Although we’re rapidly approaching the first day of spring, there have been a spate of drizzly near-zero days over here. It’s the kind of damp penetrating cold that makes old injuries ache and it’s on days like this that I crave a steaming bowl of hearty chili.
I know a lot of people have firm beliefs on what “chili” is or isn’t, but for me, chili isn’t so much a specific dish, as much as a class of dishes, like curry or stew. That’s why I have a repertoire of red chilies, white chilies, and green chilies, each one with their own variations.
This time, I felt like doing something a bit different. I’d originally set out to make a black chili with black beans, but it appears my pantry got hungry and decided to eat the bag of black beans I could have sworn I bought. Instead, I found a sack of Middle Eastern fava beans (sometimes labeled “ful”), which are most commonly used to make ful medames.
They’re different from the large greenish brown fava beans most commonly found in the US, and when cooked, they’re tender and incredibly flavorful. I’m not sure if the difference has to do with the cultivar of fava, or when it’s picked, but the Middle Eastern variety are much smaller and rounder than the western ones (which tend to be large and flat) with a darker brownish-red hue.
The reason why this distinction is important is because western fava beans must be peeled as the skins of the larger beans are so tough that the inside of the beans will turn to mush before the skins soften. If you can’t find the smaller fava beans at a store near you, you can substitute other similar sized beans such as pinto, cranberry, or navy beans.
Because I’m always looking for ways to cut back on the meat I consume without compromising taste, I decided to try making this chili with mushroom “meat”. It’s basically mushrooms that have been minced in a food processor. It ends up taking on a similar color and texture to ground meat. I also increased the amount of aromatics such as garlic, onions and peppers, and char-roasted them before adding them into the chili.
This gives this chili an incredibly flavorful base that gets an additional boosts from vegetable stock, tomato paste, and nutritional yeast. The beans also release a ton of glutamic acids into the stock as they cook, which provides another source of umami. Sealed up in a pressure cooker and cooked for an hour, the chili is rich and hearty, with layers of nuanced flavor and satiny tender beans.

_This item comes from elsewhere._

PR #2474, opened 2026-02-01
MCCS coding for UNIX-GETENV, fix MTOUTF8STRING

rmkaplan:


pamoroso:
The loadup fails with the following error on Linux Mint 22.1 Cinnamon:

I haven’t included any spicy chili peppers in this chili, but if you’re looking for something with a bit more heat, just add some cayenne pepper, or you can roast some serrano chilies along with the poblano’s and add them in as well. For the chili powder I made a blend using darker, milder ancho chilies, with a little extra cumin, but feel free to substitute 3 tablespoons of my chili powder if you want to save some time.
- Turn on your broiler and put the oven rack at the top position.
- Peel and cut the onion into quarters and place the wedges on a baking sheet. Put the garlic cloves on the baking sheet without peeling them. Wash the poblano chilies and cut a small slit in them to keep them from exploding. Place the chilies on the baking sheet and put the sheet in the broiler. Broil until the surface of the chilies is charred and blistered (about 10 minutes), turning them over part of the way though.
- Thoroughly wash the dried fava beans and pick through them to remove any debris.
- When the onions, garlic and peppers are done roasting. Remove them from the oven and let them cool enough to handle. Chop the onions. Peel and chop the garlic. Peel, stem and seed the peppers and them chop them.
- Clean and mince the mushrooms in a small food processor (or by hand).
- Heat the vegetable in a pressure cooker until hot. Add the minced mushrooms to the pot and saute until most of the moisture has evaporated and they are very fragrant.
- Add the chopped roasted vegetables to the pot along with the ancho chili powder, cumin, coriander, cinnamon and salt. Saute until fragrant.
- Add the vegetable stock, tomato paste, bay leaf, and nutritional yeast to the pot along with the cleaned fava beans.
- Seal the lid of the pressure cooker and bring it up to high pressure. Adjust the heat down to maintain a steady stream of steam and then set the timer for 1 hour.
- When the timer goes off, turn off the heat and let the pressure naturally drop before opening the lid. If your chili is too soupy, cook it a bit longer uncovered to thicken it. Adjust salt to taste.
To prepare the ancho chilies, wipe with a damp paper towel and then remove the stem and seeds. Tear the chili into small pieces and then grind in a spice grinder into a powder. If you're chilies aren't completely dry (i.e. they're slightly elastic), you may need to roast them first in the oven for a few minutes.